# 2TB Hard Drive?



## Guphanti (Sep 18, 2019)

Is there any word what model 2TB hard drive is inside the TiVo Edge? For those of us with other TiVos looking to upgrade hard drives, at this point, the largest 2.5" PMR hard drive on the market that I'm aware of is 1TB.


----------



## JoeKustra (Dec 7, 2012)

Guphanti said:


> Is there any word what model 2TB hard drive is inside the TiVo Edge? For those of us with other TiVos looking to upgrade hard drives, at this point, the largest 2.5" PMR hard drive on the market that I'm aware of is 1TB.


So far no member has posted that they opened the box. Sure would love to see a picture.


----------



## BigJimOutlaw (Mar 21, 2004)

From the FCC filing, they're using Seagate ST2000VT000. It's SMR but video-rated. They're using the 500GB version in the same family for the OTA unit.


----------



## BobCamp1 (May 15, 2002)

BigJimOutlaw said:


> From the FCC filing, they're using Seagate ST2000VT000. It's SMR but video-rated.

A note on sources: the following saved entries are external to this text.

PR #700, opened 2025-05-27
Encoding: allow user-defined encoded sample rate

NicolasHug:
This PR allows the user to specify a desired sample rate for the encoded output.

Unlike other conversions (format, num_channels), this one is far from trivial. It involves, in some specific scenarios, the use of an intermediate FIFO to store samples before they get encoded. I tried to document all of this in the `Note: [Encoding loop, sample rate conversion and FIFO]`, so I recommend starting the review from there.

### DIFF
--- a/src/torchcodec/_core/Encoder.h
+++ b/src/torchcodec/_core/Encoder.h
@@ -95,11 +95,8 @@ class AudioEncoder {
 // │                         - num channels                                                   │
 // │                         - format                                                         │
 // │                         - sample rate                                                    │
-// │                        If sample rate,                                                   │
-// │                        stores data in                                                    │
-// │                        swr buffers                                                       │
-// │                        which will need                                                   │
-// │                        to be flushed                                                     │
+// │                        If sample rate is converted, stores data in swr buffers,          │
+// │                        which will need to be flushed by maybeFlushSwrBuffers()           │
 // │                                                                                          │
 // │                               ▲                                                          │
 // │                               │                 ┌─EncodeFrameThroughFifo()──────────────┐│
@@ -114,7 +111,10 @@ class AudioEncoder {
 // └──────────────────────────────────────────────┼──────────────────────┼────────────────────┘
 //                                                │                      │
 //  AVFrame from  maybeFlushSwrBuffers()       ───┘                      │
-//  Only if sample rate conversion was needed
-//                                                                 nullptr, to flush
-//                                                                 FFmpeg buffers
+//  Only if sample rate conversion was needed                       nullptr, to flush
+//  The call to maybeFlushSwrBuffers() will                         FFmpeg buffers
+//  also instruct to flush the FIFO, if it exists.
+//
+//
+//
 /* clang-format on */


src/torchcodec/encoders/_audio_encoder.py
```diff
@@ -15,7 +15,9 @@ class AudioEncoder:
             tensor of shape ``(num_channels, num_samples)``, or a 1D tensor in
             which case ``num_channels = 1`` is assumed. Values must be float
             values in ``[-1, 1]``.
-        sample_rate (int): The sample rate of the **input** ``samples``.
+        sample_rate (int): The sample rate of the **input** ``samples``. The
+            sample rate of the necoded output can be specified using the
```
scotts: `necoded` -> `encoded`

src/torchcodec/_core/Encoder.h
```diff
@@ -45,13 +40,72 @@ class AudioEncoder {
...
+// │    input                                     │  │ │              │  │                   ││
+// │    samples                                   │  │ │              │  │                   ││
+// │                                              │  │ │              │  │                   ││
+// │                                              │  │ └────► FIFO ───┘  │                   ││
+// │                                              │  └───────────────────┼───────────────────┘│
+// └──────────────────────────────────────────────┼──────────────────────┼────────────────────┘
+//                                                │                      │
+//  AVFrame from  maybeFlushSwrBuffers()       ───┘                      │
+//  Only if sample rate conversion was needed
+//                                                                 nullptr, to flush
```
scotts: This comment is art.

src/torchcodec/_core/Encoder.cpp
```diff
@@ -318,31 +319,84 @@ UniqueAVFrame AudioEncoder::maybeConvertAVFrame(const UniqueAVFrame& avFrame) {
...
+        avFrame->nb_samples,
+        "This is unexpected, please report on the TorchCodec bug tracker.");
+  }
+  return convertedAVFrame;
+}
+
+void AudioEncoder::encodeFrameThroughFifo(
+    AutoAVPacket& autoAVPacket,
+    const UniqueAVFrame& avFrame,
+    bool andFlushFifo) {
```
scotts: Nit: `andFlushFifo` -> `flushFifo`

src/torchcodec/_core/Encoder.cpp
```diff
@@ -381,11 +435,39 @@ void AudioEncoder::encodeInnerLoop(
...
+  UniqueAVFrame avFrame = allocateAVFrame(
+      numRemainingSamples,
+      outSampleRate_,
+      outNumChannels_,
+      avCodecContext_->sample_fmt);
+  int actualNumRemainingSamples = swr_convert(
+      swrContext_.get(), avFrame->data, avFrame->nb_samples, NULL, 0);
+  avFrame->nb_samples = actualNumRemainingSamples;
+
+  encodeFrameThroughFifo(autoAVPacket, avFrame, /*andFlushFifo=*/true);
```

They're using the 500GB version in the same family for the OTA unit.


There's nothing special about video rated hard drives. Seagate claims their AFR is 0.55% with workloads of < 180 TB/year at 25 deg. C.

I've been poking around to see what 2 TB would replace the one in my Bolt if/when it dies, and have discovered that pretty much all new 2.5" drives are SMR.


----------